The machines offer the same coffees and teas available in Pret shops.

JDE Peet’s, one of the world's largest consumer coffee companies, will be providing the self-service technology.

"This is new territory for Pret, which will allow more people across the country to enjoy Pret’s organic coffee and tea on the go, in places where there isn’t the right space to set up a new Pret shop," said Guy Meakin, Pret's UK trading director.

Last month Pret said it planned to double in size over the next five years, despite reporting a 256.5 million pound ($354.2 million) loss for 2020.

Other changes to its operating model include the launch of a subscription service for drinks.

Pret is also selling coffee lines through Amazon, Waitrose, Sainsbury's, Tesco and Ocado , has delivery partnerships with Deliveroo, Just Eat and Uber Eats and is trialing shops within Tesco stores.

Chipotle Sales Surge As Customers Devour Pricier Meals

Chipotle Mexican Grill Inc beat estimates for quarterly same-store sales on Thursday October 21, as customers returned to eating inside restaurants and paid more than ever for a new meat - smoked brisket - and other menu items.

The burrito and bowl chain has raised regular menu prices twice and its delivery prices three times since August 2020. Prices are now approximately 10% higher - which includes a total 17% hike in items for delivery - to offset rising beef, freight and labor costs.

CEO Brian Niccol told Reuters that customers can still get a lot of value out of a Chipotle meal, noting that its chicken burrito is still priced under $8 in many places.

"Because we've got such a strong value proposition, we like to take things in phases to make sure that the pricing we're taking is balanced with the growth that we're experiencing and that the cost is really not a transitory cost but a new, permanent cost," he said.

Overall, fast-food chains have raised menu prices by 6.7% over the last 12 months, and other restaurants by 5.2%, the U.S. Bureau of Labor Statistics reported on Oct. 13.

Some of Chipotle's price hikes will roll off this quarter and customers have not resisted paying more for their quesadillas, Niccol said.

More customers are also coming to Chipotle restaurants as seating areas reopen, and the chain is still on track to build 200 new locations this year, he said.

Chipotle's limited-time smoked brisket, which launched in September, costs $10.25 on average as an entree in restaurants, its most expensive new meat ever.

The fast-casual chain posted a 15.1% surge in comparable sales for the quarter ended Sept. 30, compared with analysts' average estimate of 13.4% growth, according to Refinitiv data.
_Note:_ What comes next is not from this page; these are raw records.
PR #970, opened 2023-06-19
Fix compara ENSWEB-6819

kamaldodiya:
## Requirements

## Description

Fix Compara issue 

## Views affected

Compara

## Possible complications

_We appreciate this can be difficult but please highlight any views that you think might possibly be adversely affected by this change. For example a change to method in ApacheHandlers.pm has potential for widespread consequences._

## Merge conflicts

_At certain stages of the release there is potential for many people to be working on the same modules. To avoid merge conflicts please confirm you have tested for this before submitting the pull request, eg by updating your feature branch and checking that the only changes being submitted are ones from you._

https://www.ebi.ac.uk/panda/jira/browse/ENSWEB-6819

### DIFF
--- a/modules/EnsEMBL/Draw/GlyphSet_transcript_new.pm
+++ b/modules/EnsEMBL/Draw/GlyphSet_transcript_new.pm
@@ -254,6 +254,10 @@ sub get_gene_connections {
   return unless $ma;
   
   my $qy_member = $ma->fetch_by_stable_id($gene->stable_id);
+  my $species_prod_name = $gene->adaptor->db->get_MetaContainer->get_production_name();
+  my $genome_db = $compara_db->get_GenomeDBAdaptor->fetch_by_name_assembly($species_prod_name);
+  
+  my $qy_member = $ma->fetch_by_stable_id_GenomeDB($gene->stable_id, $genome_db);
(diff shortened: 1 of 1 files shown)


modules/EnsEMBL/Draw/GlyphSet_transcript_new.pm
```diff
@@ -254,6 +254,10 @@ sub get_gene_connections {
   return unless $ma;
   
   my $qy_member = $ma->fetch_by_stable_id($gene->stable_id);
+  my $species_prod_name = $gene->adaptor->db->get_MetaContainer->get_production_name();
+  my $genome_db = $compara_db->get_GenomeDBAdaptor->fetch_by_name_assembly($species_prod_name);
+  
+  my $qy_member = $ma->fetch_by_stable_id_GenomeDB($gene->stable_id, $genome_db);
```
jgtate, line 260: I don't think you need the `my` on this line. It's already declared on 256, so having it here too will generate a warning

kamaldodiya: Well that kine should have been replaced with new lines. Updated.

The company also forecast sales growth in the low to mid double-digits range in the current quarter, compared with estimates of 14% growth.

Americans who were cooking more in their kitchens during the pandemic-induced, work-from-home situation are now grabbing burritos and bowls on the way to work and social gatherings, and are trying new dishes.

Sales from digital orders - as opposed to those placed in person - grew 8.6% and accounted for 42.8% of sales.

Chipotle also said that its board increased its share repurchase authorization by $100 million, with $209.8 million available to buy back shares as of Sept. 30.